PR #1672, opened 2016-12-09
Time Scale Indicator

BraedonWooding:
Image below.  Just a real time indicator which will tell you what your current speed is :D.  I'm going to add 3 time control options (Speed up/down, pause).  The + increases, the - decreases and if you click the arrow (which will represent the current speed) it will toggle pause.

The options (though we have mostly reached a consensus):
image

OR

image

OR

image

OR (the chosen one *so far*)
animation 2

# Tasks left
- [x] Make it spawn from prefab
- [x] Cleanup a little


koosemose:
A few issues: First the time scale controls are partially obscured by the headlines (rather this would be considered an issue with this or an issue with the Headlines is questionable). The size of the '+' '-' and the fact that it seems you have to click directly on the graphic can make them a little difficult to click on. There are also times when it appears I'm clicking on them, but they don't respond, and other times when they visually respond, but the time scale doesn't change (the first may be an aspect of the previous, while the second may have to do with fps occasionally tanking.

On the visual aspect, I'm not sure how I feel about the vertically oriented +/-, a more horizontally oriented layout seems more natural to me (with speed up/speed down controls on either side of the current speed indicator and perhaps a slightly smaller current speed indicator)

BraedonWooding:
Okay with the headlines, I placed it at the top since I didn't really like it on the horizontal sides of the screen, and I felt that since in most cases you close the headline pretty quickly (after a quick read) it wouldn't affect anything significantly?  With the size of things I'll increase the button size and decrease the visual indicator size as well as place them horizontally and see how that goes.  I can't replicate your bug of it not responding at all.  It perfectly responds for me?  Also there is no way for it to visually respond and the time scale to not update since it gets the visuals from the current time scale (every frame it checks if its changed and if the time scale has changed it updates the visuals).  It will however unpause the time scale if you press the +/- since that's standard behaviour normally?

I.e. the code that updates the visuals is:
```
if (oldTimeScalePosition != TimeManager.Instance.TimeScalePosition) {
    oldTimeScalePosition != TimeManager.Instance.TimeScalePosition
    
    if (oldTimeScalePosition >= 0 && oldTimeScalePosition < imageTimeScaleArray.Length)
    {
        imageElement.sprite = imageTimeScaleArray[oldTimeScalePosition];
    }
}
```

koosemose:
By visually respond I mean the up/down speed button darkens, but neither speed, nor the speed indicator changes. The not responding at all seems an extension of the first issue, as though either the checking of the mouse position is a little off, or the hitbox for the control is smaller than the actual control.

They may not necessarily need to be bigger, perhaps just a bit of a background behind them, so you have the entirety of a round/square button to click on, rather than having to hit the +/- signs.

BraedonWooding:
This will happen if there is no where to go?  Like if you are at the max / min speed.  With the little background I just added a more generous hitbox and so it treats it as a square so you can click above/below the minus sign and on the corners of the cross.  I added an image of the horizontal layout and smaller symbols above too.

hcorion:
I like the way Cities Skylines does it, screenshot, below (I'm talking about the bottom right corner). It's really obvious with the three arrows that it speeds up the game, and the play/pause button is really intuitive as well. Some obvious changes from green to red would really help as well.

BraedonWooding:
Yeh its similar to rimworld, the problem is that our time goes back and forward... like u can have slower and faster time scales (.25, .5, 1, 2, 4...) which mucks that up and we have 6 different options, this mucks that whole arrow thing up completely (it looks really really odd to have some arrows going back and some forward).  Now personally I see no reason while someone may want to slow down the speed (like 1x is pretty slow tbh), but while we have time scales lower than 1x the visual thing doesn't really look so good. HOWEVER, thinking about it what i could do is have the four arrows (if time scale > 1 and 2 arrows < 1x) then just like highlight the arrows so u have 2/4 arrows lit for like 4x or whatever.  So I'll go and do that 😀, again this kind of stuff is very finicky so we'll see.

hcorion:
Wait a second, so we can rewind?

BraedonWooding:
Not rewind just go slower speed then 'normal'. So if we place the game at 1x speed we can go half that speed 0.5x and a quarter speed 0.25x.  And i can't think of a way to represent that then arrows that point backwards?  If you can than that would be greatlyyyyyy appreciated.

koosemose:
For development the slower times can be VERY useful (things like being able to see exactly how a crew is pathing, what changes when, and so on. Pretty much anything you want to be able to keep a very close eye one or when you need to see what the state of several things are in a short time period. But I'm not entirely sure if it's useful for actual gameplay

dusho:
maybe just buttons would do for now.. until some art person comes with decent UI
image

hcorion:
What about a slider? Like this 
projectporcupine-1

dusho:
sure.. looks good as well.. can you make handle (runner) a triangle, instead of bullet? and maybe background can be bigger than handle? not sure

hcorion:
Yeah, that would all be a possibility, It was just mostly the default slider setup.

hcorion:
I was kind of thinking of having a separate button beside it for pausing/unpausing though, with a play / pause button, so I don't know if a circle would be better.

BraedonWooding:
I actually have another idea :D.  What if we squash all our ideas together??  And create this:
animation 0

dusho:
that backwards arrows are confusing.. it's not like it's going back in time (unless we want such a feature?)
also that mixing slider and pause button.. eh.. not sure
we do need some UI art guy that can come up with something clean and nice

BraedonWooding:
Yeh okay how about I make it so it just switches between the 1x arrow and the pause icon?  So it's just a pause button.  That'll work till some genius comes along it's may look slightly ugly but it shouldn't be confusing so it looks like this:
animation 1

hcorion:
I like that.

koosemose:
Keep in mind FPS may not always be on, and that placement to take into account the size of the fps meter you're using may look a little funny with no fps meter, or another level of fps meter.

BraedonWooding:
Yeh true, but this is where we run into space issues, top is for notification banner bottom is for buttons like construction with the entire right hand side used up for room/obj info. And the bottom left and top left corner used for stuff.  So it was more of a we have no space?  Maybe we could place it bottom left above options left of the mouse information panel?

koosemose:
You could also put it back where you had it to start (I was just trying to be thorough in my report), and treat that more as an issue with the headlines... they do need a good seeing to, both on a functionality level and on a presentation level (such as only using a predefined amount of space, or at least width, so they don't consume quite so much space for something that's only there occasionally... perhaps a ticker sort of thing would be fitting)

BraedonWooding:
Okay sweet will do :D.  I may give headlines a little attention soon since they do need a good R&E.

BraedonWooding:
**Note** the _World scene file thing (should disappear when I do the WIP things)

koosemose:
One last (maybe) concern, how feasible is it to have this respond to the hotkeys? i.e. If I press `+` to speed up the game or `space` to pause, rather than the indicator staying as is (as it currently does), have it reflect the current speed/pause state.

BraedonWooding:
Oooh yeh that's easy ish, i forgot to reimplement that ill do it in the morning.

BraedonWooding:
Should be done now @koosemose :D.

bjubes:
When you hit pause and then change the time scale using the keyboard, the graphic doesnt update until you unpause.
eg. hit 1, then pause, then hit 3. The scale indicator doesn't move. Then unpause, and it jumps up to 4x speed.

BraedonWooding:
Well that's cause the keyboard controls don't unpause the game when you cycle through the speeds, I will however make the slider move :D.

BraedonWooding:
@bjubes I had to do a semi-hacky solution, because whenever slider.value changes my OnValueChanged function gets called (Unity's side and it has to exist to detect slider changes UI wise), which sets pause to false, which would mean that whenever you use the time manager keyboard keys it also would unpause the game (which if that is wanted should be implemented time manager side), it's just a boolean that i flip before changing the slider value then flip back (minimum cost really :D).

koosemose:
The slider is a little peculiar when a new game is started (either from direct scene load, from intro screen new game, or in game menu new game. 

image

As you can see, the slider lacks coloration, and more significantly, it's starting on .75 speed... I'm reasonably sure this is just misreporting by the indicator, rather than the game speed actually starting off at a strange speed, but haven't investigated deeply.

BraedonWooding:
For me it starts at 1 everytime?

koosemose:
In that case it may be something with 5.5, could someone else running that give this a try and see what the indicator starts as?

BraedonWooding:
For some reason it's happening inconsistently sometimes?  I'm pinning it down as an initial update weirdness, and just kind of making it do it another way (essentially it sets the timescale position to the timescale position which updates my thing), and that for me ensures it to work all the time.  Tell me if this fixes things :D.

koosemose:
Everything seems to be working well, Merged.

Issue #1465, opened 2016-09-28
Planning 0.2 Milestone


koosemose:
We're coming close to the 0.1 milestone deadline, and while we don't quite have everything in place yet, I would like to go ahead and get the ball rolling on what we want to aim for in 0.2.

That being the case, I'll start with Listing things that either currently have open issues and no (known to me) current implementation plans. Not all may be appropriate for 0.2, but it's somewhere to get started. Feel free to suggest other things that I may have missed. Also note, I would prefer to focus this issue on deciding what is actually appropriate for 0.2, and what should be pushed to later milestones, rather than discussion the specifics of each feature. We can nail down specifics further once we have a more fully formed preliminary list.
#0.2
## Small
- [ ] Save/Load Jobs #177 #1590
- [x] Localize our localization (displaying US English as opposed to en_US, for example) #358 
- [x] Save Load Logic for power system #602 
- I'm not sure exactly what needs saved, other than the stored power on Accumulators
- [x] Asynchronous Saving #1459
- Any system which prevents PP from being reported as not responding would be acceptable
- Any speed ups in saving aren't necessary, but would be useful.
## Large
- [x] Integrate Power System and Utilities
- Rather than being universal, a power network should be anything that is connected to a given set of Power Cables.
- This requires utilities to intelligently build a network with all connected utilities of the same type.
- Should properly handle two power networks joining, or a single power network being split (by adding or removing cables)
- [x] Gas/Liquids/Fluids System @koosemose
- While there are currently gases that are kept track of in a dictionary in each room, some form of "Gas Network" would be desirable, in preparation for having gases transported by Utility pipes.
- Liquids should have a generally similar implementation.
- Liquid and Gas networks may be able to be implemented as a single fluid network due to the many similarities in how they would function within a network.
- Should roughly mimic how power is implemented, to ease future integration with utilities (Some of the parts of the power system may need altered to be more generic to allow them to be also used by fluids, most notably Grid and PowerConnection)
- Integration into Utilities is not required at this time, but is considered desirable if achievable at this stage.
- [ ] Metastockpiles 
- Allow Stockpiles to be grouped together, and request items and handle where they go as a whole rather than each stockpile individually
- May require Job system having distinct haul jobs, rather than hauling stuff to a stockpile implemented as a job that requires material.
- [x] Main Menu (Initial PR in #1461 )
- Should have New Game, Load Game, Settings, and Exit at a minimum.
- [ ] Core Game as Mod #772 
[...]

PR #1673, opened 2016-12-09
Universal fluid network

koosemose:
Per one of the goals listed in #1465

Currently implemented as a Universal system (similar to how Power was before it was integrated with Utilities. Leaving off integration with utilities because there are some broader considerations before that is done (Two notable ones, being rather a single fluid pipe should be treated as multiple pipes, and essentially allow any fluids to travel through it. And if not, should there be just a single fluid pipe that simply handles any fluid type but be typed to whatever fluid is put through it first, or should there be individual pipe objects for every possible fluid (perhaps not insanely complex, as presumably we won't have too many different fluids), and each of those has multiple possible repercussions and decisions to be made).

On the code side of things, the terminology used in FluidConnection FluidNetwork still reflects its origin as a copy of PowerConnection, variables and such will need to be renamed, and grid, which has now been repurposed for general usage by any utility network has not yet had names changed to reflect that.

I however do consider the actual implementation of Fluids to be complete for this stage of work. One aspect I would like to add, is for fluid providers to not produce fluid when there's nowhere for the fluid to go, but right now that would be mostly meaningless as the example water generator doesn't consume any resources to produce water, and I'm not sure how it would be made to do so in a meaningful way (only consume resource when it is producing. Additionally I would like the fluid system, rather than being somewhat all or nothing, as the power system is, to be able to provide fluid at a reduced rate when there's not enough things using it, and when there's too much draw on the system, to provide a lesser amount of flow to everything demanding its fluid (such that if there is a furniture requiring 2 water units per second, and the generator normally produces 4, it will only produce 2, and consume its resource at half speed. Or if there are furnitures drawing a total of 8 fluid (2 each) from the same generator, it will provide each with half the fluid it needs (again percentage based, so if one furniture has a higher draw, it will get a higher portion but still only a given percentage of its total requirement))

Note: Presently there are 3 furnitures making use of the Fluid system, the Water Generator (which presently doesn't require power), the tank (which can store any fluid, but right now there's nothing but water, and storing multiple liquids doesn't work so great with the Universal Fluid system, since there's no easy way to designate the fluid to be stored), and the Oxygen Generator that requires water (and power).

There's one little bug, that I'm not entirely sure of the cause, until the O2 generator has at least once had water and power, it will show the power missing icon even if it has power but has power, but once it has had power and water, it will properly only show the power missing icon (so if there's power and no water, it won't show the power missing icon).


BraedonWooding:
Works for me, after plugging in power and getting a water generator going the oxygen generator was running and creating oxygen.  Without water it stated it didn't have water (though that was a little weirdly worded and probably a localization thing), and the tank worked too.

koosemose:
YEah, the localization hasn't been set, and in some cases may still be using the power systems localization.

Assets/Scripts/Models/Buildable/Components/FluidConnection.cs
```diff
@@ -0,0 +1,305 @@
...
+            public List<ParameterCondition> ParamConditions { get; set; }            
+        }
+
+        [Serializable]
+        [JsonObject(MemberSerialization.OptOut)]
+        public class FluidConnectionParameterDefinitions
+        {
+            // constants for parameters
+            public const string CurAccumulatorChargeParamName = "pow_accumulator_charge";
+            public const string CurAccumulatorIndexParamName = "pow_accumulator_index";
```
koosemose: I realize this, as I mentioned in the original post, I haven't yet changed all the assorted names left over from its origins as PowerConnection, there's probably quite a few more beyond those two, and intend to change them all once I've hammered out the functionality, and gotten further input on said functionality.

BraedonWooding:
Tbh the power indicator is really buggy sometimes, it sometimes shows even with power and sometimes requires a rebuild to work, so it may be more related to that then your stuff?

Assets/Scripts/Models/Buildable/Components/FluidConnection.cs
dusho: the rest looks actually ok

dusho:
@BraedonWooding can you write steps to reproduce this? Some weird behavior may be related to wires requirement to be placed at 0,0 (bottom left corner) of multitile furniture

BraedonWooding:
#1677

koosemose:
@dusho, I believe I've taken care of all the inaccurate names in FluidConnection.

I believe this is ready for merge, pending testing.

Assets/StreamingAssets/Data/Furniture.xml
```diff
@@ -380,6 +390,89 @@
...
+        </Component>
+    -->    
+        <Component type="FluidConnection">
+			<FluidType>water</FluidType>
+            <Provides rate="5"/>            
+			<!--
+            <Requires>
+                <Param name="cur_processed_inv" condition="IsGreaterThanZero" />
+            </Requires>            
+			-->
```
dusho: you would need to uncomment this as well, if you want it to use that 'ice' (previous comment)

Assets/StreamingAssets/Data/Furniture.xml
```diff
@@ -380,6 +390,89 @@
...
+                <CurrentProductionChainName name="cur_production_chain" />
+            </ParameterDefinitions>
+            <ProductionChain name="Power generation" processingTime="60">
+                <Input>
+                    <Item objectType="Power Cell" amount="1" slotPosX="0" slotPosY="0" hasHopper="false" />
+                </Input>
+            </ProductionChain>
+        </Component>
+    -->    
+        <Component type="FluidConnection">
```
koosemose: At present I don't want to do that, because I feel it requires other things to be "proper". i.e. It should only actually produce water when needed, and only consume ice when it is producing water (and preferably at a rate matching it's water output), and I'm not entirely sure how to do that with the system as it stands.

dusho: this can be implemented in workshop component, but would require some additional flags.. and maybe some changes on how requirements (power, fluids, ... ) are handled (updated)

koosemose: I imagine being able to have the workshop stopped mid production (though I *think* that aspect can be done now, but just not externally), and producing slower would also allow some additional interactions, such as, rather than all or nothing power usage, power if you have half the power required, things work at half speed, similarly with fluid available, though of course that would require additional changes to power and fluids.

Assets/StreamingAssets/Data/Furniture.xml
```diff
@@ -380,6 +390,89 @@
...
+            <Requires rate="5" />
+            <ParameterDefinitions>
+                <CurrentAcumulatorCharge name="fluid_accumulator_charge" />
+                <CurrentAcumulatorChargeIndex name="fluid_accumulator_index" />
+                <IsRunning name="water_is_running" />
+            </ParameterDefinitions>
+        </Component>
+
+        <LocalizationCode>furn_accumulator</LocalizationCode>
+        <UnlocalizedDescription>furn_accumulator_desc</UnlocalizedDescription>
```
dusho: old accumulator name - should be something new here

dusho:
Hm.. there seems to be some problem with description of furniture - it's out of sync. But iy may have been introduced with cables already
image
power and fluid utilities are broken, yet furniture reports green

koosemose:
Well the fluid utilities don't matter. As I mentioned in the Original Post, the system is at present universal. And the issue with the power cables is present in master.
________
§ **TASK TO COMPLETE**
Give back one number only: the count of lines in the entries that hold the string "slightly".

§ **WRITTEN ANSWER**
2